1,163,040 Americans died from Covid. 

 This piece is being created to mourn those deaths.  Mothers, fathers, sisters, brothers, sons, daughters, friends and relatives lost someone.  We as a nation need to remember this vast number of our fellow citizens who are no longer with us.

 I also wanted people to be able to visual this number.  So, I began to make small pieces.  Each one to represent a person who had died.  I quickly realized I could not make all 1,163,040 pieces.  So, I decided to show 1% of those deaths.  To ask viewers to image that we had 100 more pieces like this to truly show the total number of deaths.

 I am in the process of attaching these small pieces to a large piece of fabric.  I estimate when it is complete, it will be 30 foot long. It is currently half done.

Little Black Dress

In 2014, the United States Supreme Court ruled that requiring family-owned corporations to pay for insurance coverage for contraception under the Affordable Care Act violated a federal law protecting religious freedom.  The suit was brought to the Court by the Green family, owners of the Hobby Lobby craft stores.  The result being that they were not required to offer their employees some forms of birth control if they felt this violated their religious freedom.

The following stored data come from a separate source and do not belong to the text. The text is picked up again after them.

PR #1036, opened 2023-01-23
0.4.0 release

adamjstewart:
#931

### DIFF
--- a/docs/tutorials/trainers.ipynb
+++ b/docs/tutorials/trainers.ipynb
@@ -132,7 +132,7 @@
     "data_dir = os.path.join(tempfile.gettempdir(), \"cyclone_data\")\n",
     "\n",
     "datamodule = TropicalCycloneDataModule(\n",
-    "    root=data_dir, batch_size=64, num_workers=6, api_key=MLHUB_API_KEY\n",
+    "    root=data_dir, batch_size=64, num_workers=6, download=True, api_key=MLHUB_API_KEY\n",
     ")"
    ]
   },
--- a/docs/tutorials/trainers.ipynb
+++ b/docs/tutorials/trainers.ipynb
@@ -161,7 +161,10 @@
    "source": [
     "task = RegressionTask(\n",
     "    model=\"resnet18\",\n",
+    "    weights=None,\n",
     "    pretrained=True,\n",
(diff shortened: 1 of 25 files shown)


setup.cfg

The ruling felt like one more attack on a woman’s access to reproductive choice.

The arrows in this piece are made up of the actual Supreme Court ruling.

I was not put on this Earth to be invisible.

Millions of girls all over the world do not receive the same advantages as boys.  They are denied access to education, forced into marriage as children, victims of sexual assault, less access to food and water than their male counterparts, etc.  And in many places around the world, they have little recourse to change this.  These girls feel invisible.  Not valued by their societies.  What must it be like to look at the images…or lack of images…of the women who came before you?

In each of these frames we see a faint, silhouette of a woman.  An image of a person who is there but not there.

In the next war…

A game-show like wall displays letters ala Wheel of Fortune. The words are almost spelled out, but not quite. Yet their meaning is clear.

On either side of the wall are cut outs of soldier-like images saluting. Anyone standing in front of these images will be reflected into the image.